How can I strip off certain html tags and allow some of them?
For instance,
I want to strip off span
tags but allow the span
with underline.
<span style="text-decoration: underline;">Text</span>
I want to allow p
but I want to remove any styles or classes inside the p
for instance,
<p class="99light">Text</p>
the class inside the p tag should be removed - I just want a clean p
tag.
The is the line I have so far,
strip_tags($content, '<p><a><br><em><strong><ul><li>');
You can't. You'll need to use an XML/HTML parser to do that:
// with DOMDocument it might look something like this.
$dom = new DOMDocument();
$dom->loadHTML( $content );
foreach( $dom->getElementsByTagName( "p" ) as $p )
{
// removes all attributes from a p tag.
/*
foreach( $p->attributes as $attrib )
{
$p->removeAttributeNode( $attrib );
}
*/
// remove only the style attribute.
$p->removeAttributeNode( $p->getAttributeNode( "style" ) );
}
echo $dom->saveHTML();
You need full DOM parsing. strip_tags
will not offer the necessary security and customization.
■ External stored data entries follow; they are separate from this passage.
PR #865, opened 2026-05-09
fix: prevent feature unification from linking libdbus in no-keyring builds

### LINKED ISSUE #861: feat: optional keyring feature flag to enable fully static musl / Chainguard static builds
## Summary

The keystore crate unconditionally links against `libdbus-1` on Linux for Secret Service support. This has two consequences:

1. **musl/Alpine builds require `-C target-feature=-crt-static`** - the musl Rust target defaults to fully static binaries, but there is no static `libdbus-1.a` in Alpine's package repository. The workaround is to force dynamic linking, which then requires `dbus-libs` in the runtime image.

2. **Chainguard static images are not possible** - `cgr.dev/chainguard/static` (the minimal, distroless runtime) cannot be used because the binary cannot be fully statically linked while depending on dbus.

## Possible approach

Add a Cargo feature flag (e.g. `keyring`, enabled by default) that gates the dbus/Secret Service keystore backend. When the feature is disabled (`--no-default-features` or `--features no-keyring`), the keystore falls back to environment variable resolution only, producing a binary with no dbus dependency.

This would allow:

```dockerfile
# fully static musl binary — no runtime dependencies at all
FROM cgr.dev/chainguard/static:latest
COPY --from=builder /nono/target/release/nono /usr/bin/nono
```

- Gate `libdbus-sys` / `keyring` crate behind `#[cfg(feature = "keyring")]` in `crates/nono/Cargo.toml`
- Fail hard when a clear error or fall through to `env://` resolution when keyring feature is disabled
- Add a `--no-default-features` build path to CI to verify the static build compiles cleanly
- Document the tradeoff: without the keyring feature, credentials must be supplied via `env://` or `op://` (1Password) and other backends, rather than the system keychains (apple / linux).

SequeI:
## Linked Issue

Closes #861 

## Summary

nono-ffi depended on nono without 'default-features = false', causing Cargo feature unification to enable system-keyring (and transitively libdbus-1) even when nono-cli was built with --no-default-features.

Also handles KeystoreAccess errors gracefully in the proxy credential loader: when the system keyring is unavailable, routes now warn and skip credential injection instead of hard-failing the entire sandbox. Removes the duplicate tracing::error!() in main.rs that printed the same error twice on stderr.

```
cargo build --release --no-default-features
ldd ./target/release/nono | grep dbus
❯  ------ (no link)

❯ ./target/release/nono run --credential openai -- echo hello

  nono v0.50.1
 
2026-05-09T00:18:39.369069Z  WARN Credential 'openai' for route 'openai' requires the system keyring, which is not available. Use env://, file://, or op:// credential references instead. Requests will proceed without credential injection.
  Applying sandbox...

hello
```

## Checklist

### DIFF
--- a/crates/nono-proxy/src/credential.rs
+++ b/crates/nono-proxy/src/credential.rs
@@ -134,6 +134,14 @@ impl CredentialStore {
                         );
                         continue;
                     }
+                    Err(nono::NonoError::KeystoreAccess(msg)) => {
+                        warn!(
+                            "Credential '{}' for route '{}' could not be loaded: {}. \
+                             Requests will proceed without credential injection.",
+                            key, normalized_prefix, msg
+                        );
+                        continue;
+                    }
                     Err(e) => return Err(ProxyError::Credential(e.to_string())),
                 };
 
@@ -207,7 +215,8 @@ impl CredentialStore {
                 let client_id =
                     match nono::keystore::load_secret_by_ref(KEYRING_SERVICE, &oauth2.client_id) {
                         Ok(s) => s,
-                        Err(nono::NonoError::SecretNotFound(msg)) => {
+                        Err(nono::NonoError::SecretNotFound(msg))
+                        | Err(nono::NonoError::KeystoreAccess(msg)) => {
                             warn!(
                                 "OAuth2 client_id not available for route '{}': {}. \
                                  Managed-credential requests on this route will be denied.",
@@ -223,7 +232,8 @@ impl CredentialStore {
                     &oauth2.client_secret,
                 ) {
                     Ok(s) => s,
-                    Err(nono::NonoError::SecretNotFound(msg)) => {
+                    Err(nono::NonoError::SecretNotFound(msg))
+                    | Err(nono::NonoError::KeystoreAccess(msg)) => {
                         warn!(
                             "OAuth2 client_secret not available for route '{}': {}. \
                              Managed-credential requests on this route will be denied.",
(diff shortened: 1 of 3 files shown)


lukehinds:
just some rebasing thanks @SequeI

SequeI:
done :) @lukehinds

crates/nono-proxy/src/credential.rs
```diff
@@ -134,6 +134,14 @@ impl CredentialStore {
                         );
                         continue;
                     }
+                    Err(nono::NonoError::KeystoreAccess(msg)) => {
```
lukehinds, line 138: “Requests will proceed without credential injection” is inaccurate here. The route still exists in RouteStore, and reverse.rs rejects managed-credential routes with no loaded credential as 503 ManagedCredentialUnavailable. We can change this warning to say requests will be denied, not forwarded without injection.

Something like...

```rust
Err(nono::NonoError::KeystoreAccess(msg)) => {
  warn!(
      "Credential '{}' not available for route '{}': {}. \
       Managed-credential requests on this route will be denied until the credential is available.",
      key, normalized_prefix, msg
  );
  continue;
}
```

Worth also doing a quick edit to amend the load() doc comment to not reference keystore access errors “hard failures,” since this PR changes that behavior for configured credentials.

https://github.com/always-further/nono/blob/917b8cba71251554dffe34c290103ef412a221e1/crates/nono-proxy/src/credential.rs#L110-L111

SequeI: Makes sense, changes made. Thanks!

lukehinds (approved):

I have used the HTMLPurifier library in the past for this. It does actual parsing and allows you to set whitelists while taking care of malicious inputs and producing valid markup!
By "necessary security" I mean that if you try to write a custom parser you will make a mistake (don't worry, I would too) and by "customization" I mean no built-in solution will let you target only certain tags with certain attributes and values of those attributes. HTMLPurifier is the PHP library solution.